Snapping a photo has become a simple everyday occurrence for anyone with a smartphone. We’ve become so used to capturing moments with a camera, but what if by taking photos all the time, we’re actually more likely to forget the things that we’ve seen? A new study carried out by Linda Henkel from Fairfield University suggests that trigger happy camera users will struggle to remember all those special moments captured.
Taking it All In
The study focused on a group of students who visited an art museum. Half were asked to take photos of a number of exhibits, while other were asked to just look at these exhibits. The next day all of the students were asked questions about the exhibits they were instructed to look at, and guess who remembered more? Students who didn’t take any snaps had a much clearer memory of what they had seen, while the photographers struggled to remember any details.
Filling the Sack
While the argument of ‘by taking photos the memory can be jogged years later’ holds true to a degree, here another problem rears its heads. Many of us do not sort or label all the photos we take, they just amass on our phones memory until it is full. They are then perhaps backed up in the cloud or an external hard drive, and rarely looked at again.
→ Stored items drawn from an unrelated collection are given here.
PR #540, opened 2020-09-30
Longevity split triggers

vinayakshnd:


vinayakshnd:
tp-dev-test job: https://jenkins.portworx.dev/job/Torpedo/job/tp-dev-test/783/console
tp-longevity job: https://jenkins.portworx.dev/job/Torpedo/view/Torpedo%20NextPX/job/tp-nextpx-longevity/83/console

tests/common.go
```diff
@@ -211,18 +211,18 @@ func ValidateContext(ctx *scheduler.Context, errChan ...*chan error) {
 			timeout = appScaleFactor * ctx.ReadinessTimeout
 		}
 
+		Step(fmt.Sprintf("wait for %s app to start running", ctx.App.Key), func() {
```
harsh-px, line 214: actually, there was a specific reason why the WaitForRunning was after the validate volumes. 

If a PVC is in pending state, the application will never come up. While test will fail regardless, it will not be able to provide the exact reason of failure (i.e the volume creation was failing). 

Since your requirement is not to return if SkipVolumeValidation is true, you can change the step below to something like.

```
if !ctx.SkipVolumeValidation {
  ValidateVolumes(ctx, errChan...)
}
```

vinayakshnd: @harsh-px done!

harsh-px (approved):

PR #543, opened 2020-10-16
PTX-2732 Add autopilot rule for pool usage mean

mborodin-px:


mborodin-px:
Closed it as I created a combined PR https://github.com/portworx/torpedo/pull/553

PR #1214, opened 2023-03-16
Fixed a cleanup related bug in ShareBackupsAndClusterWithUser

mkoppal-px:
During the cleanup of `ShareBackupsAndClusterWithUser` there was a backup created by testuser which was getting deleted in the `JustAfterEach`, but even before the deletion could complete we are deleting the backup location as `px-central-admin`. Since `px-central-admin` user did not have access to the backup, backup location delete request was throwing error even though we have set the param `DeleteBackups: true`.
To mitigate this, I have added a helper function `DeleteBackupAndWait` which will wait till the backup created by the testuser is deleted and then proceed with backup location deletion.

- Created `DeleteBackupAndWait` helper function
- `DeleteBackupLocation` function used in `CleanupCloudSettingsAndClusters` was not handling the error, so fixed that as well

Closes #PA-719

[Jenkins run](https://jenkins.pwx.dev.purestorage.com/job/Users/job/Sumit/job/Custom-Pipelines/job/px-backup-on-demand-system-test-byoc/442/consoleFull)


tests/backup/backup_basic_test.go
```diff
@@ -2,11 +2,6 @@ package tests
 
 import (
 	"fmt"
-	"os"
-	"strings"
```
kshithijiyer-px, line 6: Why are we moving it down?

mkoppal-px: This is Goland's way for formatting.

kshithijiyer-px: But ideally standard libs should be on top right?

mkoppal-px: I ran the go formatter again and it did not show any change in this file

snigdha-px (approved):
LGTM

tests/backup/backup_basic_test.go
kshithijiyer-px: Okay but this is a concern, we would need to find out more here. I see that in the PRs it keeps moving it up and down.

mkoppal-px: Yes. I agree. Even I am seeing this frequently.

lsrinivas-pure (approved):
lgtm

After years this pile of photos is so big that many people are put off looking back through them all.
One Picture is Enough
These types of psychological studies shine light on many emerging trends connected with new technology. It’s worth bearing these findings in mind if you’re snap happy when with friends or at a big family event. By spending too much time behind the lens you may not be paying enough attention to the wonderful moments unfolding before your very eyes.